Each line of the listing needs to be given again exactly.

----

Issue #5192, opened 2015-11-01
NULL shapes not supported in WFS


jratike80:
While studying https://github.com/mapserver/mapserver/issues/3487 which was about a rendering bug when shapefile contains NULL shapes I noticed that NULL shapes lead to wrong result in WFS. They are not included in the data that is requested with GetFeature.

I edited a states shapefile by updating one geometry into NULL with ogrinfo. Feature count is still 49 as reported by ogrinfo:

ogrinfo states.shp -al -so
Layer name: states
Metadata:
  DBF_DATE_LAST_UPDATE=2015-11-01
Geometry: Polygon
Feature Count: 49

WFS DescribeFeatureType allows missing geometries for the feature type as can be seen from the schema:
<complexType name="states_shpType"><complexContent><extension base="gml:AbstractFeatureType"><sequence><element name="msGeometry" type="gml:GeometryPropertyType" minOccurs="0" maxOccurs="1"/>

However, the feature with empty geometry (Illinois in my test) is missing totally from the WFS GetFeature resultset that comes with
http://localhost:8060/cgi-bin/mapserv.exe?map=c:/ms4w/apps/null_test.map&service=WFS&version=1.1.0&request=getfeature&typename=states_shp

This happens both with native shapefile connection and through OGR connection.

Odd thing is that if I use OGR connection and input data as OpenJUMP JML instead of shapefile then Illinois is still missing from the plain GetFeature. However, in this case I can read data of Illinois by making a direct featureid query:

http://localhost:8060/cgi-bin/mapserv.exe?map=c:/ms4w/apps/null_test_jml.map&service=WFS&version=1.1.0&request=getfeature&typename=states_shp&featureid=states_shp.17

[...]

PR #6138, opened 2020-09-16
Allow null features in OGR output

geographika:
This pull request removes the checks for `numlines < 1` allowing null features to be output to an OGR format, for example GeoJSON which would return these features as `mygeom: null`. Pull request related to #5192 (although the issue from @jratike80 is a slightly different case). A full set of tests has been added for the MSSQL Driver (attempts to add WKT tests via CONNECTION OGR were unsuccessful as empty geometries were converted to normal geometries). 

To retrieve these features requires `"wfs_use_default_extent_for_getfeature" "false"` to be set on the layer or the null features would be filtered out with an extent query. 

Several drivers have checks for NULLs, for example the MSSQL driver at https://github.com/mapserver/mapserver/blob/ec347870be17fdaa0bb4a2d68e80c677a3c55d31/mapmssql2008.c#L2400L

Supplying an empty geometry rather than NULL gets around these checks:

`geometry::STGeomFromText('POINT EMPTY', 3857) mygeom`

The use case is to return all features as part of a WFS in GeoJSON even if they have no geometry. The feature attributes can still be very useful (and null features are still included in counts which can be confusing if they are never returned). 
A current workaround involve setting fake geometries, but then functions such as zooming to features are incorrect, as are summary lengths and areas etc.
 
As this function is used for all OGR outputs I'm not certain of possible side effects when outputting to all other formats. 
Currently, MapServer would log an error and the feature would not be written to the output. 

With this pull request `hGeom` remains NULL and is passed to `OGR_F_SetGeometryDirectly( hFeat, hGeom )`

There is a check further on to see if writing the feature failed, so I believe any errors with empty geometries for a particular driver would be handled here:

https://github.com/mapserver/mapserver/blob/9bb624f155b8fafbe680de218571f582b1e28347/mapogroutput.cpp#L523

When testing with CSV the output using this pull request is:

```
WKT,fid
,"1"
```


geographika:
Issues to address are as follows:

1. null polygons are being output as follows, rather than `geometry: null` (same for NULL multipolygons):

https://github.com/mapserver/mapserver/blob/06c0b8782369b43df9f3f3167a3cfe809d74b5ac/msautotest/mssql/expected/null_polygon.json#L6

From https://tools.ietf.org/html/rfc7946:

> A GeoJSON Geometry object of any type other than
> "GeometryCollection" has a member with the name "coordinates".
> The value of the "coordinates" member is an array.  The structure
> of the elements in this array is determined by the type of
> geometry.  GeoJSON processors MAY interpret Geometry objects with
> empty "coordinates" arrays as null objects.
> 
> A Feature object has a member with the name "geometry".  The value
> of the geometry member SHALL be either a Geometry object as
> defined above or, in the case that the Feature is unlocated, a
> JSON null value.

There is a [discussion at mapnik](
https://github.com/mapnik/mapnik/issues/2083#issuecomment-28972062) about empty coords or nulls. Nulls was the preferred option. Use of null would make MapServer consistent across all geometry types. 


2. multipolygons are always flattened to polygons:

https://github.com/mapserver/mapserver/blob/06c0b8782369b43df9f3f3167a3cfe809d74b5ac/msautotest/mssql/expected/multipolygon.json#L6

This is due to: https://github.com/mapserver/mapserver/blob/1ca57ae8f9bca01e80dbe61185d919996a8886b0/mapogroutput.cpp#L442

`wkbMultiPolygon !== wkbPolygon` so always flattened. 

Note I used MSSQL for the tests as empty geometries from WKT using CONNECTION OGR always got converted to geometries, e.g. an empty point would become POINT (0, 0), I believe due to the following line:

https://github.com/mapserver/mapserver/blob/1ca57ae8f9bca01e80dbe61185d919996a8886b0/mapogr.cpp#L227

----

# Answer box
Issue #5192, opened 2015-11-01
NULL shapes not supported in WFS


jratike80:
While studying https://github.com/mapserver/mapserver/issues/3487 which was about a rendering bug when shapefile contains NULL shapes I noticed that NULL shapes lead to wrong result in WFS. They are not included in the data that is requested with GetFeature.

I edited a states shapefile by updating one geometry into NULL with ogrinfo. Feature count is still 49 as reported by ogrinfo:

ogrinfo states.shp -al -so
Layer name: states
Metadata:
  DBF_DATE_LAST_UPDATE=2015-11-01
Geometry: Polygon
Feature Count: 49

WFS DescribeFeatureType allows missing geometries for the feature type as can be seen from the schema:
<complexType name="states_shpType"><complexContent><extension base="gml:AbstractFeatureType"><sequence><element name="msGeometry" type="gml:GeometryPropertyType" minOccurs="0" maxOccurs="1"/>

However, the feature with empty geometry (Illinois in my test) is missing totally from the WFS GetFeature resultset that comes with
http://localhost:8060/cgi-bin/mapserv.exe?map=c:/ms4w/apps/null_test.map&service=WFS&version=1.1.0&request=getfeature&typename=states_shp

This happens both with native shapefile connection and through OGR connection.

Odd thing is that if I use OGR connection and input data as OpenJUMP JML instead of shapefile then Illinois is still missing from the plain GetFeature. However, in this case I can read data of Illinois by making a direct featureid query:

http://localhost:8060/cgi-bin/mapserv.exe?map=c:/ms4w/apps/null_test_jml.map&service=WFS&version=1.1.0&request=getfeature&typename=states_shp&featureid=states_shp.17

[...]

PR #6138, opened 2020-09-16
Allow null features in OGR output

geographika:
This pull request removes the checks for `numlines < 1` allowing null features to be output to an OGR format, for example GeoJSON which would return these features as `mygeom: null`. Pull request related to #5192 (although the issue from @jratike80 is a slightly different case). A full set of tests has been added for the MSSQL Driver (attempts to add WKT tests via CONNECTION OGR were unsuccessful as empty geometries were converted to normal geometries). 

To retrieve these features requires `"wfs_use_default_extent_for_getfeature" "false"` to be set on the layer or the null features would be filtered out with an extent query. 

Several drivers have checks for NULLs, for example the MSSQL driver at https://github.com/mapserver/mapserver/blob/ec347870be17fdaa0bb4a2d68e80c677a3c55d31/mapmssql2008.c#L2400L

Supplying an empty geometry rather than NULL gets around these checks:

`geometry::STGeomFromText('POINT EMPTY', 3857) mygeom`

The use case is to return all features as part of a WFS in GeoJSON even if they have no geometry. The feature attributes can still be very useful (and null features are still included in counts which can be confusing if they are never returned). 
A current workaround involve setting fake geometries, but then functions such as zooming to features are incorrect, as are summary lengths and areas etc.
 
As this function is used for all OGR outputs I'm not certain of possible side effects when outputting to all other formats. 
Currently, MapServer would log an error and the feature would not be written to the output. 

With this pull request `hGeom` remains NULL and is passed to `OGR_F_SetGeometryDirectly( hFeat, hGeom )`

There is a check further on to see if writing the feature failed, so I believe any errors with empty geometries for a particular driver would be handled here:

https://github.com/mapserver/mapserver/blob/9bb624f155b8fafbe680de218571f582b1e28347/mapogroutput.cpp#L523

When testing with CSV the output using this pull request is:

```
WKT,fid
,"1"
```


geographika:
Issues to address are as follows:

1. null polygons are being output as follows, rather than `geometry: null` (same for NULL multipolygons):

https://github.com/mapserver/mapserver/blob/06c0b8782369b43df9f3f3167a3cfe809d74b5ac/msautotest/mssql/expected/null_polygon.json#L6

From https://tools.ietf.org/html/rfc7946:

> A GeoJSON Geometry object of any type other than
> "GeometryCollection" has a member with the name "coordinates".
> The value of the "coordinates" member is an array.  The structure
> of the elements in this array is determined by the type of
> geometry.  GeoJSON processors MAY interpret Geometry objects with
> empty "coordinates" arrays as null objects.
> 
> A Feature object has a member with the name "geometry".  The value
> of the geometry member SHALL be either a Geometry object as
> defined above or, in the case that the Feature is unlocated, a
> JSON null value.

There is a [discussion at mapnik](
https://github.com/mapnik/mapnik/issues/2083#issuecomment-28972062) about empty coords or nulls. Nulls was the preferred option. Use of null would make MapServer consistent across all geometry types. 


2. multipolygons are always flattened to polygons:

https://github.com/mapserver/mapserver/blob/06c0b8782369b43df9f3f3167a3cfe809d74b5ac/msautotest/mssql/expected/multipolygon.json#L6

This is due to: https://github.com/mapserver/mapserver/blob/1ca57ae8f9bca01e80dbe61185d919996a8886b0/mapogroutput.cpp#L442

`wkbMultiPolygon !== wkbPolygon` so always flattened. 

Note I used MSSQL for the tests as empty geometries from WKT using CONNECTION OGR always got converted to geometries, e.g. an empty point would become POINT (0, 0), I believe due to the following line:

https://github.com/mapserver/mapserver/blob/1ca57ae8f9bca01e80dbe61185d919996a8886b0/mapogr.cpp#L227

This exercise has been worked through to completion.